Sunday, June 6, 2010

The Perils of Forgoing that Early Morning Ride

Yesterday morning I put off taking my bike ride along the Hudson River until 11 AM, instead of heading out at about 7 or 7:30. Doing so is fraught with peril. Here's why.

First, you have to eat multiple breakfasts. If you wake up at, say, 6:30 and plan to ride at 7, it is good at least to eat a yogurt. But then, if you let too much time go by - more than an hour or two - you really should eat again in order to have enough energy stored for a ride of reasonable length. So you help yourself to a hearty bowl of cereal. But because the New York Times is so interesting still more time passes until it it close to 11 and you realize even more energy food is called for, so you down two handfuls of peanuts and raisins.

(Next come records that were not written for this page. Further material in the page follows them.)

PR #3202, opened 2016-04-12
fix angular on docker image

robguthrie:
@gdpelican FYI I've moved the versioning of the client assets into the build method.


gdpelican:
Yeah! I've fixed this in the beta branch, but we need it now too. 🍏

PR #3205, opened 2016-04-13
If the bootstrap:create_user task fails to create the user it should say so and why.

cillian:
Before if your password was too short it would say the user was created even though it wasn't.


gdpelican:
Sweet, thanks @cillian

During all this time, you're also drinking plenty of water and digesting that daily dose of morning prunes, which leads to even more delays and second thoughts. Finally, at about 11 AM, you head out.

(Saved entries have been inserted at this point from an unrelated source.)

PR #3210, opened 2016-04-16
close motion before validation if necessary

### LINKED ISSUE #3203: Unable to set proposal outcome
I click 'set outcome' on a recently closed proposal and the modal pops up. I type in the message and click 'publish outcome'. The 'loading' circle spins for a moment, but nothing happens. I press 'publish outcome again' - same thing. I tried on Chrome and Firefox - same thing.

robguthrie:
fixes #3203

### DIFF
--- a/app/models/motion.rb
+++ b/app/models/motion.rb
@@ -45,6 +45,7 @@ class Motion < ActiveRecord::Base
 
   after_initialize :set_default_closing_at
 
+
   attr_accessor :create_discussion
 
   scope :voting,                   -> { where(closed_at: nil).order(closed_at: :asc) }
@@ -94,6 +95,18 @@ class Motion < ActiveRecord::Base
 
   def closed?
     closed_at.present?
+  end
+
+  def needs_to_be_closed?
+    (!closed? and closing_at < Time.now)
+  end
+
+  def close!
+    did_not_votes.delete_all
+    non_voters = group_members - voters
+    DidNotVote.create! non_voters.map { |user| {motion: self, user: user} }
+    update(closed_at: Time.now,
+           did_not_votes_count: did_not_votes.count)
   end
 
   def has_votes?
@@ -227,20 +240,6 @@ class Motion < ActiveRecord::Base
 
   def group_members_without_outcome_author
     group.members.without(outcome_author)
-  end
-
-  def store_users_that_didnt_vote
-    did_not_votes.delete_all
-    group.users.each do |user|
-      unless user_has_voted?(user)
-        did_not_vote = DidNotVote.new
-        did_not_vote.user = user
-        did_not_vote.motion = self
-        did_not_vote.save
-      end
-    end
-    update_attribute(:did_not_votes_count, did_not_votes.count)
-    reload
   end
 
   private
--- a/app/services/motion_service.rb
+++ b/app/services/motion_service.rb
@@ -10,6 +10,7 @@ class MotionService
   end
 
   def self.update(motion:, params:, actor:)
+    close(motion) if motion.needs_to_be_closed?
     actor.ability.authorize! :update, motion
 
     if params[:closing_at] && motion.closing_at.to_s == Time.zone.parse(params[:closing_at]).to_s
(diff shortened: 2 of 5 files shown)


app/models/motion.rb
```diff
@@ -96,6 +98,18 @@ def closed?
...
 
+  def close_if_lapsed!
+    close! if (!closed? and closing_at < Time.now)
+  end
+
+  def close!
+    did_not_votes.delete_all
+    non_voters = group_members - voters
+    DidNotVote.create! non_voters.map { |user| {motion: self, user: user} }
+    update(closed_at: Time.now,
```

Second, by 11 AM, getting to the bike path is complicated by increased traffic. True, the ride or walk to the path is quite short, but weaving among the cars and waiting impatiently for the two or three lights to change that must be adhered to, adds to stress and heightens the sense that the day is getting away from you.

Third, and most obvious of all, by 11 AM, everyone is already out there! Thousands, it seems are walking their dogs, fathers and sons are slowly dragging their baseball gear home, tennis players are rushing to their reserved courts, and multiple groups of thirty-somethings (the twenties are still asleep) enjoy strolling along the shore at a tortoise-like rate as they regale each other with their tales of drinking and carousing from the night before. Worst, are the other bikers. A few are going much too fast, seemingly jeopardizing everyone's well-being, especially mine. But most of the bikers are on rented vehicles and are so slow and lumbering in both directions on paths already clogged with dozens of unmindful pedestrians that you are driven to distraction waiting to find an opening that allows you to get into the clear. Then for a few moments you sit up high on the pedals, churning as fast as you can, until you run into another traffic jam that makes you go through this same infuriating process of waiting and breaking free all over again.

Not ideal conditions for riding, but, you have to admit, there is an underlying joy in the whole experience resulting from the realization that so many people are eager to take advantage of the outdoors and that New York City has shown such good sense in committing itself to creating, maintaining, and even expanding its many beautiful parks.